Nutrition

Delicious – and Healthy – Thanksgiving Side Dishes

Last updated: Nov 01, 2016

A gorgeous brown turkey is the centerpiece of Thanksgiving meals. Every family enjoys their favorite traditional side dishes, with recipes often passed down from generation to generation. Make this year’s Thanksgiving meal with a healthy twist on side dishes that feature whole grains and a rainbow of colorful vegetables and fruit with the emphasis on natural flavors instead of heavy creams and sauces. Use these tips for a delicious and healthy holiday meal.

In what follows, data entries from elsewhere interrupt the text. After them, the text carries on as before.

PR #5992, opened 2021-04-08
add miktex

ShoofLLC:
This manifest adds miktex, the installation shows a window but it works well, alternatively using the CLI tool would work too but I haven't tested that.


Ash258:
https://github.com/ScoopInstaller/Main/blob/master/bucket/latex.json

PR #5996, opened 2021-04-09
fat32format-cli: Add version 1.07

kriswilk:


Ash258:
The name of application is not `fat32format-cli`. Naming manifest like that does not make sense

1. Move this PR into main bucket
2. Rename the manifest to original name without -cli prefix

kriswilk:
> The name of application is not `fat32format-cli`. Naming manifest like that does not make sense
> 
> 1. Move this PR into main bucket
> 2. Rename the manifest to original name without -cli prefix

Sorry. I created 2 PRs for two sibling apps from the same author. One is a CLI tool (fat32format.exe) and the other is the GUI equivalent (guiformat.exe). I was trying to keep these very closely-related apps similarly related in scoop. That's why I named them "fat32format-cli" and "fat32format-gui".

But I do understand, and the CLI app is consistent with the main bucket so I'll give it a go there...thanks for the guidance.

PR #7738, opened 2022-01-14
keenwrite: Add version 2.5.1

rashil2000:

### DIFF
--- a/bucket/keenwrite.json
+++ b/bucket/keenwrite.json
@@ -1,0 +1,35 @@
+{
+    "version": "2.5.1",
+    "description": "Java-based desktop text editor with live preview, string interpolation, and formulas",
+    "homepage": "https://github.com/DaveJarvis/keenwrite",
+    "license": {
+        "url": "https://github.com/DaveJarvis/keenwrite/blob/master/LICENSE.md"
+    },
+    "architecture": {
+        "64bit": {
+            "url": "https://github.com/DaveJarvis/keenwrite/releases/download/2.5.1/keenwrite.exe#/dl.7z",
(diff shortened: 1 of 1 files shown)


tech189:
Any idea why the program saves its files in the root of the Scoop directory by default?

bucket/keenwrite.json
```diff
@@ -0,0 +1,36 @@
+{
+    "version": "2.5.1",
+    "description": "Java-based desktop text editor with live preview, string interpolation, and formulas",
+    "homepage": "https://github.com/DaveJarvis/keenwrite",
+    "license": {
+        "identifier": "Unknown",
```
issaclin32, line 6: I think `Unknown` implies that we cannot find License/EULA of the software, thus leave it unsettled.

Is `Proprietary` applicable to this case?
https://en.wikipedia.org/wiki/Proprietary_software
> While most proprietary software is distributed without the source code, some vendors distribute the source code or otherwise make it available to customers. For example, users who have purchased a license for the Internet forum software vBulletin can modify the source for their own site but cannot redistribute it. This is true for many web applications, which must be in source code form when being run by a web server. The source code is covered by a non-disclosure agreement or a license that allows

issaclin32:
> Any idea why the program saves its files in the root of the Scoop directory by default?

It depends on where the **current working directory** is.

When we start **keenwrite** via shortcut, the working directory will be `(SCOOP_DIR)\apps\keenwrite\current`.

If we start the app via command line (working directory: `D:\`), the file will be saved in `D:\`.

Not sure if there is any option available that can set the app to "ask saving location when saving a new file".

issaclin32 (approved):

Issue #3548, opened 2020-02-01
opentrack: Use portable configuration


Ash258:
https://github.com/opentrack/opentrack/wiki/portable-mode-for-USB-sticks

Migrate or add new `-portable` manifest.

PR #7760, opened 2022-01-17
opentrack: Update to version 2022.1.0

Lutra-Fs:
Closes #XXXX

Relates to #XXXX

### DIFF
--- a/bucket/opentrack.json
+++ b/bucket/opentrack.json
@@ -1,10 +1,10 @@
 {
-    "version": "2021.2.0",
+    "version": "2022.1.0",
     "description": "Tracks user's head movements and relaying the information to games and flight simulation software.",
     "homepage": "https://github.com/opentrack/opentrack",
     "license": "ISC",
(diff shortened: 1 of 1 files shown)


rashil2000:
An unrelated question: where are the settings/config stored for the portable version?

Lutra-Fs:
it is in Documents/opentrack-v2.3

Lutra-Fs:
if u create this file the settings will be stored in `installation path/ini` folder.

Lutra-Fs:
I will make an issue about the config store path in this repo.

rashil2000:
Issue is already present https://github.com/ScoopInstaller/Extras/issues/3548

We just need a PR to handle migration :)

Lutra-Fs:
Yes just found that. But if we change the config location, there will be some impact on the users who already installed it. I can do this later if we need it.

rashil2000:
Yes, that's what I mean by migration. See https://github.com/ScoopInstaller/Extras/blob/master/bucket/vscode.json#L44-L51 for example.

  1. Try whole grains like quinoa, farro, wheat berries or amaranth instead of rice or potatoes. Whole grains contain important phytonutrients that promote health along with B vitamins, vitamin E, magnesium, iron and fiber.  According to the Whole Grains Council, consuming three daily servings of whole grains reduces risk of heart disease by 25-36%, stroke by 37%, Type II diabetes by 21-27%, digestive system cancers by 21-43%, and hormone-related cancers by 10-40%.1
  2. Build on your family’s favorite vegetable side dishes. Vegetables are packed with phytonutrients, vitamins and minerals to improve health and decrease risk of heart disease, high blood pressure, and some types of cancer. Plus, vegetables are naturally low in calories!2
    1. Instead of a traditional green bean casserole high in fat and sodium, steam fresh green beans and toss with olive oil, garlic, dill or tarragon.
    2. Layer slices of sweet potato and Granny Smith apples in a casserole dish and drizzle with maple syrup or honey before roasting. You won’t miss the marshmallows!
    3. One serving of cranberries contains 10% of your daily need for fiber, plus cranberries are an excellent source of vitamin C and phytonutrients that decrease inflammation.3 Make your own cranberry sauce and use ginger, cinnamon and cloves for flavor with less added sugar.
    4. Mash potatoes with the skins intact to increase the fiber. Add one clove of garlic for each person served to the potatoes while cooking for a deeper flavor that needs less (or no!) butter.
    5. Many favorite Thanksgiving side dishes feature cruciferous vegetables that contain phytonutrients, folate and fiber to decrease inflammation and help prevent cancer.4 Instead of broccoli, cauliflower, Brussels sprouts and turnips with high-calorie cream sauces, sprinkle bite-size chunks of raw vegetables with olive oil and seasoned salt, then roast in a 400° oven for 20-30 minutes to bring out a sweet, deep flavor.
  3. Rethink the appetizers and munchies you provide throughout the day.
    1. Use plain Greek yogurt instead of sour cream in your favorite dip to reduce calories.
    2. Instead of potato chips, provide cut-up raw vegetables like celery, green or red bell pepper, and carrots for dipping.
    3. Nuts are a good source of fiber and several phytonutrients to promote health, including reducing risk of high blood pressure, cancer, and cardiovascular disease.5 Avoid salted nuts and make your own spiced nut mix with your favorite seasonings:  cinnamon, ginger and orange juice for a sweeter taste or chili powder, cayenne pepper and lime juice for a spicy flavor.
    4. Olives are good sources of fiber, iron and vitamin E. 80-85% of the calories in olives come from monounsaturated fat that help promote a healthy cardiovascular system. Olives also contain several different antioxidants that reduce oxidative stress and inflammation that contribute to chronic disease.6 Offer olives marinated in olive oil, lemon zest and garlic as part of an appetizer tray, or make an olive spread for raw vegetables or whole grain crackers by blending olives, garlic, and your favorite seasonings in a food processor.

Resources:

  1. Whole Grains 101. Oldways Whole Grains Council. http://wholegrainscouncil.org/whole-grains-101  Accessed 10-20-16
  2. Top 10 Reasons to Eat MORE Fruits and Vegetables. Fruit and Veggies More Matters. http://www.fruitsandveggiesmorematters.org/top-10-reasons-to-eat-more-fruits-and-vegetables  Accessed 10-20-16
  3. AICR’s Foods that Fight Cancer:  Cranberries. American Institute for Cancer Research. http://www.aicr.org/foods-that-fight-cancer/cranberries.html Accessed 10-22-16
  4. AICR’s Foods that Fight Cancer:  Broccoli and Cruciferous Vegetables. American Institute for Cancer Research. http://www.aicr.org/foods-that-fight-cancer/broccoli-cruciferous.html  Accessed 10-22-16
  5. Ros E. Health Benefits of Nut Consumption. Nutrients. 2010;2(7):652-682. doi:10.3390/nu2070652.